Example 6: Decompress Large Stream Data Using “zlib.decompressobj()” Function
The “zlib.decompressobj()” function is used for decompressing large stream data in Python. It decompresses single compressed streams or multiple concatenated streams in a loop. Let’s Understand it via the example code below:
str1 = b'Welcome to Python Guide'
print('Before Compress: ', str1)
compress = zlib.compressobj()
compress1 = compress.compress(str1) + compress.flush()
print('\nAfter Compress: ', compress1)
with open('compressed.dat', 'wb') as f:
f.write(compress1)
str2 = zlib.decompressobj()
with open('compressed.dat', 'rb') as my_file:
decomp = str2.decompress(my_file.read()) + str2.flush()
print('\nDecompressed Data: ', decomp)
In the above code:
- Firstly, we import the “zlib” module and initialize the byte string.
- Next, we create a “compressor object” using the “zlib.compressobj()” function. The compressor object is used for incremental compression of data.
- After that, we compress the given string data using the “compress()” function and add any remaining compressed data using the “flush()” method.
- Next, we store the compressed data in the file named “compressed.dat” using the “open()” and “write()” methods.
- The “zlib.decompressobj()” function creates the “decompressor object” and the same compressed file is opened in “rb” mode.
- Lastly, we decompress the data from the file using the decompressor object and add any remaining decompressed data by applying the “flush()” method.
Output
We have decompressed the large data stream.
Example 7: Writing Compress Data to File
We can also compress data to a file using the “write()” method. In the below code, we first compress the string data and open the file in “wb” mode. After that, we write the byte string data using the “write()” method and close the file.

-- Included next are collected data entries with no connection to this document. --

PR #542, opened 2019-02-01
Allow role-incompatible props to be null/undefined

TrevorBurnham:
Related to #541. Currently, the [role-supports-aria-props](https://github.com/evcohen/eslint-plugin-jsx-a11y/blob/master/docs/rules/role-supports-aria-props.md) rule won't allow `aria-` props that are unsupported by the element's `role` to be unset with `null` or `undefined`. This PR fixes that.


jessebeach:
@TrevorBurnham thank you!

PR #551, opened 2019-02-07
docs: add proper title to links to axe website for media-has-caption

hozefaj:
while reading the docs for `media-has-caption`, was confused as to why there are two links that point to the same URL. Until you click on its not possible to know they point to different URL's.

This change makes it more obvious. Updated the text for the anchors.


hozefaj:
@ljharb Man, you are quick 👍

PR #558, opened 2019-02-19
Fix typo: defintions > definitions

olitreadwell:
This corrects a minor spelling error I found within the documentation relating to the `aria-role` rule. 

Please let me know if there is more that you need from me to consider this file change. 

Thanks for the work y'all do on this eslint plugin for accessibility 🥇


evcohen:
thanks!

PR #563, opened 2019-03-07
Scaffold RN ruleset by creating directory structure for web and native.

evcohen:


ljharb:
It might be a breaking change to move the existing paths, ftr. Is all that necessary right now for web, or can native just start out in a subdir?

PR #569, opened 2019-03-16
[fix] control-has-associated-label should allow generic links

### LINKED ISSUE #552: control-has-associated-label false positive on link elements
Greetings!

The website I am working on uses Next.js as a framework, and as such all html, including the page header, is defined in JSX. I've found that the rule `control-has-associated-label` is incorrectly flagging link elements in our header as interactive, and expecting labels.

For example:
```jsx
<html lang="en">
  <NextHead>
    ...
    // ERROR: A control must be associated with a text label.
    <link rel="apple-touch-icon-precomposed" sizes="120x120" href="/static/favicon/apple-touch-icon-120x120.png" /> 
    ...
  </NextHead>
  ...
</html>
```

I can get around this by adding `"ignoreElements": ["link"],` to my eslint config for now, but I don't think this should be default behavior.

Thanks for the great plugin btw ✌️

skylarpeterson:
Fixes #552


src/rules/control-has-associated-label.js
```diff
@@ -21,6 +21,8 @@ import mayHaveAccessibleLabel from '../util/mayHaveAccessibleLabel';
 
 const errorMessage = 'A control must be associated with a text label.';
 
+const blacklist = ['link'];
```
ljharb:
```suggestion
const ignoreList = ['link'];
```
although why not make this a Set?

src/rules/control-has-associated-label.js
```diff
@@ -48,13 +50,15 @@ module.exports = {
       ignoreRoles = [],
     } = options;
 
+    const newIgnoreElements = ignoreElements.concat(blacklist);
```
ljharb: then this can be 
```suggestion
    const newIgnoreElements = new Set([...ignoreElements, ...ignoreList]);
```

src/rules/control-has-associated-label.js
```diff
@@ -48,13 +50,15 @@ module.exports = {
...
+
     const rule = (node: JSXElement) => {
       const tag = elementType(node.openingElement);
       const role = getLiteralPropValue(getProp(node.openingElement.attributes, 'role'));
       // Ignore interactive elements that might get their label from a source
       // that cannot be discerned from static analysis, like
       // <label><input />Save</label>
-      if (includes(ignoreElements, tag)) {
+      if (includes(newIgnoreElements, tag)) {
```
ljharb: and this can be
```suggestion
      if (newIgnoreElements.has(tag)) {
```

Issue #399, opened 2018-02-13
Allow object as href/specialLink values 


caub:
We get this error `Cannot read property 'expression' of undefined` as eslint output when using

```js
const a = {};
const foo = () => (
	<Link
		to={{
			pathname: '/bar',
			query: { ...a },
		}}
	/>
);
```

and .eslintrc:
```json
{
	"extends": [
		"eslint:recommended",
	],
	"plugins": ["jsx-a11y"],
	"env": {
		"browser": true,
		"node": true
	},
	"parserOptions": {
		"ecmaVersion": 2018,
		"sourceType": "module",
		"experimentalObjectRestSpread": true,
		"ecmaFeatures": {
			"jsx": true
		}
	},
	"rules": {
		"no-unused-vars": "warn",
		"jsx-a11y/anchor-is-valid": ["warn", {
			"components": ["Link"],
			"specialLink": [ "to" ],
			"aspects": ["noHref", "invalidHref", "preferButton"]
		}]
	}
}
```

https://github.com/evcohen/eslint-plugin-jsx-a11y/blob/9b9745cec0003b2dcd61fe9153c516b75fd5b7a4/src/rules/anchor-is-valid.js#L104

I reported the error in eslint originally: https://github.com/eslint/eslint/issues/9960#issuecomment-365179752

stefanmaric:
I'm also experiencing this.

ljharb:
This is an interesting request; a url is a string, and that’s what this is meant to enforce.

I think if react-router’s Link is sufficiently different from an `<a>`, then it warrants its own react-router-specific rule.

AlmeroSteyn:
@caub Wow sorry somehow missed the @ CC

Yes, as @ljharb mentions, it was not built to cater for objects in the link prop. 

The React Router `Link` component renders to an accessible `<a>` tags and the `to` prop is guarded with a `prop-type` isRequired declaration and, when omitted, it will be reported on by React itself as can be seen on the following console capture:

![image](https://user-images.githubusercontent.com/5063473/39565525-9c9f4178-4eb8-11e8-86aa-bfcd65f6e808.png)

I am not sure if this should be double checked by this linter as when the React error is dealt with, an accessible `<a>` will be rendered.

Thoughts?

justinanastos:
I created a repo repo with this issue before I realized there was already any issue. Here's the link if it helps anyone:

[...]

PR #573, opened 2019-03-16
[#399] Account for spread in parser options

jessebeach:
Use `experimentalObjectRestSpread` in the ESLint test parser.


__tests__/__util__/parserOptionsMapper.js
```diff
@@ -1,6 +1,7 @@
 const defaultParserOptions = {
-  ecmaVersion: 6,
+  ecmaVersion: 2018,
   ecmaFeatures: {
+    experimentalObjectRestSpread: true,
```
ljharb: i believe in 2018+, this ecmaFeature is no longer required because it’s not experimental anymore.

ljharb: ping?

PR #588, opened 2019-05-04
add plugin:jsx-a11y/disabled

justinhelmer:
Addresses https://github.com/airbnb/javascript/issues/2032


__tests__/index-test.js
```diff
@@ -21,9 +21,17 @@ describe('all rule files should be exported by the plugin', () => {
...
 
 describe('configurations', () => {
+  it('should export a \'disabled\' configuration', () => {
+    assert(plugin.configs.disabled);
+  });
+
   it('should export a \'recommended\' configuration', () => {
     assert(plugin.configs.recommended);
   });
+
```
justinhelmer: `strict` was missing from the test so I thought I would backfill it

package.json
```diff
@@ -27,7 +27,7 @@
     "pretest": "npm run lint:fix && npm run flow",
     "test": "npm run jest",
     "test:ci": "npm run jest -- --ci --runInBand",
-    "jest": "jest --coverage __tests__/**/*"
+    "jest": "jest --coverage __tests__/**"
```
justinhelmer: The test path pattern that was used did not include tests from the root of `__tests__/`; only from sub-directories within `__tests/`. For this reason, `__tests__/index-test.js` was not being run. This new pattern includes the `__tests__/` directory, plus all subdirectories, recursively.

scripts/addRuleToIndex.js
```diff
@@ -35,8 +35,13 @@ export default function transformer(file, api, options) {
         ));
         path.parentPath.value.value.properties.sort(nameSort);
       }
-      // Set default reporting to error.
+      // Set default reporting to error (for disabled plugin).
```
justinhelmer: updated `addRuleToIndex` so that new rules created with the `create-rule` script will get added to the `disabled` configuration and turned `off`.

src/index.js
```diff
@@ -39,6 +39,45 @@ module.exports = {
     'tabindex-no-positive': require('./rules/tabindex-no-positive'),
   },
   configs: {
+    disabled: {
```
justinhelmer: The current ruleset

ljharb:
Thanks for the PR!

Closing, however, per https://github.com/airbnb/javascript/issues/2032#issuecomment-489292508

PR #590, opened 2019-05-27
Remove rootDir from Jest path configs

jessebeach:
Jest was failing to exclude the `__util__` directory from test runs.


jessebeach:
> ¯\_(ツ)_/¯

same same

PR #594, opened 2019-05-31
Allow select as a valid child of label.

mikecaulley:
Currently an error is thrown for select within a label.

For example:

```
<label htmlFor="selectInput">
  Favorite ice creams
  <select id="selectInput" />
</label>
```

throws an error but should be okay.


jessebeach:
Thanks @mikecaulley !!

PR #602, opened 2019-06-23
Update ESLint to v6

jessebeach:
V6 just landed yesterday! 

https://eslint.org/

### DIFF
--- a/.travis.yml
+++ b/.travis.yml
@@ -4,9 +4,6 @@ node_js:
   - "9"
   - "8"
   - "7"
-  - "6"
-  - "5"
-  - "4"
 cache:
   yarn: true
   directories:
@@ -25,9 +22,7 @@ env:
   global:
     - TEST=true
   matrix:
-    - ESLINT=5
-    - ESLINT=4
-    - ESLINT=3
+    - ESLINT=6
 matrix:
   fast_finish: true
   include:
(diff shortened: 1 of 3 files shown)


.travis.yml
```diff
@@ -25,26 +22,11 @@ env:
   global:
     - TEST=true
   matrix:
-    - ESLINT=5
-    - ESLINT=4
```
ljharb: If we still claim to support v4 and v5, we need to keep testing on them.

package.json
```diff
@@ -67,7 +68,7 @@
     "jsx-ast-utils": "^2.0.1"
   },
   "peerDependencies": {
-    "eslint": "^3 || ^4 || ^5"
+    "eslint": "^4 || ^5 || ^6"
```
ljharb: Is it necessary to make this a breaking change by dropping v3?

.travis.yml
jessebeach: Good catch.

.travis.yml
```diff
@@ -3,10 +3,6 @@ node_js:
   - "10"
   - "9"
   - "8"
-  - "7"
-  - "6"
-  - "5"
-  - "4"
```
ljharb: eslint 4 works on node 4, doesn’t it?

jessebeach: @ljharb no, we were allowing failures for that combo:

```
- node_js: "4" # not sure why this is failing; probably something in jest
      env: ESLINT=4
```

package.json
jessebeach: Yes, I'm running into issues like this one:

```
https://github.com/airbnb/javascript/issues/1580
```

.travis.yml
ljharb: we were still testing it tho - allowed failures are because it was temporary, and we need to fix it eventually.

package.json
ljharb: we may need to adjust the babel-eslint version to keep it compatible with v3, or we can skip those tests - there’s still the default parser.

PR #603, opened 2019-06-23
Update ESLint to v6

jessebeach:
Let's try just the addition of v6.

(ref #602)

### DIFF
--- a/.travis.yml
+++ b/.travis.yml
@@ -1,5 +1,6 @@
 language: node_js
 node_js:
+  - "12"
   - "10"
   - "9"
   - "8"
@@ -28,6 +29,7 @@ env:
   global:
     - TEST=true
   matrix:
+    - ESLINT=6
     - ESLINT=5
     - ESLINT=4
     - ESLINT=3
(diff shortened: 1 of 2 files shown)


.travis.yml
```diff
@@ -40,6 +42,10 @@ matrix:
       env: ESLINT=5
     - node_js: "4"
       env: ESLINT=5
+    - node_js: "4"
+      env: ESLINT=6
```
ljharb: i suspect this won’t work; i think eslint 6 requires node 6 or 8.

package.json
```diff
@@ -36,7 +36,7 @@
     "babel-jest": "^24.0.0",
     "babel-preset-airbnb": "^3.2.0",
     "coveralls": "^3.0.1",
-    "eslint": "^5.15.2",
+    "eslint": "^6.0.0",
```
ljharb: ideally the dev dep range exactly matches the peer dep range

jessebeach: @ljharb I don't know what change you're suggesting that I make. Spell it out for me please :)

ljharb: sorry :-)
```suggestion
    "eslint": "^3 || ^4 || ^5 || ^6",
```

jessebeach: @ljharb  WHOA!!! Today I learned!

ljharb: The benefit is that in CI, `npm ls` will remain valid for all supported versions in the peer dep range (since whenever `npm ls` exits nonzero, the dep graph is invalid and nothing can be expected to work)

jessebeach:
@ljharb ok, I think this is it. Just blocked on https://github.com/airbnb/javascript/issues/2036

ljharb:
@jessebeach try with v2.18.0 of the import plugin.

jessebeach:
That worked!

str1 = b'Welcome to Python Guide'
comp_data = zlib.compress(str1, 2)
file1 = open('new.txt', 'wb')
file1.write(comp_data)
file1.close()
The below snippet verifies that the specified byte has been successfully written to the file:
Conclusion
In Python, the “zlib” library provides various functions such as “compress()”, “decompress()” and others to perform compression and decompression on data. The “zlib.compress()” method takes the string data or file and compresses them using a specified compression level and algorithm. Similarly, we can decompress the compressed data using the “zlib.decompress()” method. We can also employ the “zlib.compressobj()” function for compressing large data streams. This guide gave a thorough overview of the Python “zlib” library using several examples.